An abstractionist in New York
Published: 2009 - September/October, Cultural and Artistic Paths
Caterina Vianello
Artist Ferruccio Gard’s “New York luggage”
A tale made up of bright colors, engaged in a perfect dialogue marked by harmony and musicality: the paintings of Ferruccio Gard, a famous exponent of contemporary abstractionism, are stories written with a sense of balance, liquid geometries able to capture the visitor’s eye and make it loose itself in the magnetic movement of forms.
Just back from New York, where his most recent exposition “Painted Venice” was featured last May by the city’s Italian Cultural Institute, the artist answered our questions about his US show.
“It has been an exceptional experience”, he said, “both because it was my first time in a city like New York, and because I met with an excellent response from many visitors, for the most part Americans, who proved fervently interested in culture.”
Venice is certainly a steady source of inspiration for Gard, so much to make him call the wonder of nature in the lagoon that he admires from his studio on Lido island “a hymn and a symphony of inebriant colors”; but at the same time, what clearly shines through his words is the immediate spell and the attraction exerted by the US metropolis. Gard speaks of his desire to purchase a studio in New York that he defines a “spacious” city: a definition all the more significant since it comes from someone who has made the space, its constant exploration, its endless variations and, finally, its relation to colors and their emotional power the crucial elements of the artistic course on which he keeps on maturing.
The exhibition, intended to represent the region of Veneto on the occasion of Italy’s National Day, whose celebration in New York last June had been organized by the Italian Embassy together with the Italian Cultural Institute, affirmed the international air about Gard’s work, and bore evidence of a deep bond between two cities – Venice and New York, of course – that made, and still make, polymorphism, multiculturalism and commixture their characteristic traits, in a dialogue that means constant movement and investigation.

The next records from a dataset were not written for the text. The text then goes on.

PR #1757, opened 2024-05-10
Resolve project references in LoggingLogMetric

justinsb:
- **chore: refactor direct controller interface to pass client.Reader**
- **feat: resolve project in direct controller for LoggingLogMetric**


acpana:
💯 this LGTM overall thanks for taking it on.

AFAICT., we don't have a test for this (fixtures/ samples, dynamic, or scenarios) but we can add it as a follow on.

/lgtm
/approve

PR #1759, opened 2024-05-10
chore: don't overwrite status conditions/observedGeneration in direct controller

justinsb:
This should avoid problems in particular with the conditions timestamps.


acpana (approved):
thanks for catching this 💯 

/lgtm
/approve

After all, forms, movement and space are the materials that give birth to the works of Ferruccio Gard, capable of decomposing and recomposing colors, taking the viewer for an intense and harmonious chromatic and emotional trip. Abstractionism is thus alive in the artist’s works: “chromatic emotions”, following the definition of his art Gard bestows upon us, are an intimate and personal journey into existence.Ferruccio Gard was born in Vestignè (in the province of Torino) in 1941. Since 1973, he has been living and working in Venice. In the 1970s and 1980s, he was a protagonist of Optical Art. He is one of the best-known exponents of contemporary abstractionism, to which he has been dedicating himself since the 1990s. His curriculum vitae includes 140 solo exhibitions, among others in Prague, Kiev, Brussels and New York City. Like in 1982, 1986, 1995 and 2007, he is participating at the Venice Biennale again in 2009 (the 53rd edition of the International Art Exhibition): together with eight more artists, at a collateral event curated by Luciano Caramel, called “Port of Arts” and on display at the Church of Santa Marta.